Pope Leo XIV went to Rome last week and told Catholic priests to stop using ChatGPT to write their sermons. That's the leader of 1.4 billion people saying AI can't replace the real thing.

"To give a true homily is to share faith, and AI will never be able to share faith."

That's a direct quote. No fluff, no hedging. The Pope looked at what priests were doing and said cut it out.

And here's the thing—he's right.

I don't care if you're religious or not. The point isn't the theology. It's that the Pope clocked something most people in the AI hype bubble won't admit: there's a difference between generating words and having something to say.

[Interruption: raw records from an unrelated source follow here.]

Issue #2481, opened 2026-04-28
Expose thunder system resource to support RFC 8707


sahandilshan:
### Current Limitation

Thunder already has the RFC 8707 support. But the thunder system resource server is unable to follow that due to,
- Thunder system resource server identifier is not an URI
- The `system` resource is a hardcoded value and if we change it there will be a breaking change and refactoring that needs to be done.

### Suggested Improvement

Make the thunder resource server identifier a URI value and make the system resource's `handle` param configurable.
Once we do above, we have to identify the places where the `system` scope is being used and do modification to resolve the thunder scope from the runtime

PR #2554, opened 2026-05-05
Treat system resource as a normal resource

sahandilshan:
### Purpose
$subject
Addressed the comments of https://github.com/asgardeo/thunder/pull/2487

### Related Issue(s)
 - https://github.com/asgardeo/thunder/issues/2481

With this PR, we will be removing the existing supported deployement.toml config that was specifically defined to add handle for system resource.

```
resource:
  system_resource_server:
    handle: "mgmt"
    identifier: "https://api.example.com"
```

#### 💥 Impact
If users have used the above config to create the system resource with initial setup script under different handle and identifier, with this change onward those config won't work. They have to manually update the setup script.

#### 🔄 Migration Guide
If the system resource is not change, no need to do anything. 
If the system scope is changed with the above configs, then user's have to add this below config to make sure that thunder do the system resource validation properly
```
server:
    system_permission_prefix: "<handle>"
```

## Summary by CodeRabbit

* **Documentation**
  * Reworded System Resource Server docs and added a setting to prefix system permission strings; added guidance for Console scope updates.

* **Refactor**
  * Unified permission initialization and fallback to consistently use the system root permission and fail fast if uninitialized.

* **Chores**
  * Simplified bootstrap/setup to use a fixed system permission identifier and standardized administrator role assignment.

* **Behavior**
  * Resource server handle is now immutable; attempts to change it return a clear immutable-handle error.

* **Tests**
  * Added tests for root-permission behavior and updated tests to cover handle immutability.

[Review Change Stack](https://app.coderabbit.ai/change-stack/thunder-id/thunderid/pull/2554?utm_source=github_walkthrough&utm_medium=github&utm_campaign=change_stack)

### DIFF
--- a/backend/cmd/server/bootstrap/01-default-resources.ps1
+++ b/backend/cmd/server/bootstrap/01-default-resources.ps1
@@ -52,16 +52,6 @@ $ErrorActionPreference = 'Stop'
 Log-Info "Creating default $PRODUCT_NAME resources..."
 Write-Host ""
 
-# System resource server configuration from environment variables.
-$SYSTEM_RS_HANDLE = if ($env:SYSTEM_RS_HANDLE) { $env:SYSTEM_RS_HANDLE } else { "" }
-$SYSTEM_RS_IDENTIFIER = if ($env:SYSTEM_RS_IDENTIFIER) { $env:SYSTEM_RS_IDENTIFIER } else { "https://localhost:8090/mcp" }
-
-# Derive the system permission root based on the configured handle.
-if ($SYSTEM_RS_HANDLE) {
-    $SYSTEM_PERMISSION = "${SYSTEM_RS_HANDLE}:system"
-} else {
-    $SYSTEM_PERMISSION = "system"
-}
 
 # ============================================================================
 # Create Default Organization Unit
@@ -350,8 +340,7 @@ if (-not $DEFAULT_OU_ID) {
 $resourceServerData = @{
     name = "System"
     description = "System resource server"
-    handle = $SYSTEM_RS_HANDLE
-    identifier = $SYSTEM_RS_IDENTIFIER
+    identifier = "system"
     ouId = $DEFAULT_OU_ID
 } | ConvertTo-Json -Depth 10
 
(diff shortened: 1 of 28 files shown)


backend/internal/system/security/permissions.go
```diff
@@ -290,6 +290,15 @@ func GetSystemPermissions() *SystemPermissions {
 	return sysPerms
 }
 
+// GetSystemRootPermission returns the root system permission string.
+// Returns UninitializedPermissionSentinel if InitSystemPermissions has not been called.
+func GetSystemRootPermission() string {
+	if sysPerms != nil {
+		return sysPerms.Root
+	}
+	return UninitializedPermissionSentinel
```
rajithacharith: Can't we use nil instead of UninitializedPermissionSentinel?

sahandilshan: We have to return either `UninitializedPermissionSentinel` or the system root permissions, right? What do you mean by return nil?

rajithacharith: Do we need to keep a string called `UninitializedPermissionSentinel`? Are we having any additional benefit of using it?

sahandilshan: We can remove this and return a nil value. Then the go will autmatically handle this with panic error. Having this will just failing this gracefully. That's the only advantage

backend/cmd/server/bootstrap/01-default-resources.ps1
```diff
@@ -350,8 +340,7 @@ if (-not $DEFAULT_OU_ID) {
 $resourceServerData = @{
     name = "System"
     description = "System resource server"
-    handle = $SYSTEM_RS_HANDLE
-    identifier = $SYSTEM_RS_IDENTIFIER
+    identifier = "system"
```
ThaminduDilshan, line 343: Why are we removing the configurable system scope back? Any reason behind this?

(Also better to keep the PR description updated as per the template. It will be helpful to external contributors when checking these changes at a later point)

backend/internal/system/security/permissions_test.go
```diff
@@ -255,6 +255,28 @@ func (s *SecurityContextTestSuite) TestResolveActionPermission_CoversAllMappedAc
 // InitSystemPermissions
 // ---------------------------------------------------------------------------
 
+// ---------------------------------------------------------------------------
+// GetSystemRootPermission
+// ---------------------------------------------------------------------------
+
+func TestGetSystemRootPermission_BeforeInit(t *testing.T) {
```
ThaminduDilshan: Follow test suite pattern

backend/internal/system/security/permissions.go
sahandilshan: @rajithacharith This has been fixed now. Removed the `UninitializedPermissionSentinel` and let this handle with fail closed behaviour

backend/cmd/server/bootstrap/01-default-resources.ps1
sahandilshan: `Why are we removing the configurable system scope back? Any reason behind this?`
As per offline discussion, we shouldn't treat the system resource as a special resource in thunder. So providing a seperate dedicated configurable is not ideal. If anyone want to change it, they have to manually change it from the setup script. That's what we wanted to do here

sahandilshan: > (Also better to keep the PR description updated as per the template. It will be helpful to external contributors when checking these changes at a later point)

Will update the description with better details

backend/internal/system/security/permissions_test.go
sahandilshan: Fixed

rajithacharith (approved):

The Roggin Report tested an AI-generated sermon. Panelists said it lacked something. They couldn't quite name it, but they knew it was missing. That's the problem with AI writing—it's technically correct, structurally sound, and completely empty. It reads like a sermon. It sounds like a sermon. But it's not a sermon. It's a rough draft that pretends to have a soul.

The Pope also called out TikTok. Said chasing likes and followers is an "illusion" that passes for spiritual connection. Guy is 85 years old and figured out what most influencers haven't: you can have a million followers and still be alone.

Look, I'm not here to tell you AI is bad. I use it. I write with it. But there's a difference between using a tool and substituting it for the real work. A priest who lets ChatGPT write their Sunday talk is skipping the hard part—the reflection, the struggle, the actual engagement with the text. That's not a sermon. That's a paraphrase.

The Pope gets it. Maybe more people should listen.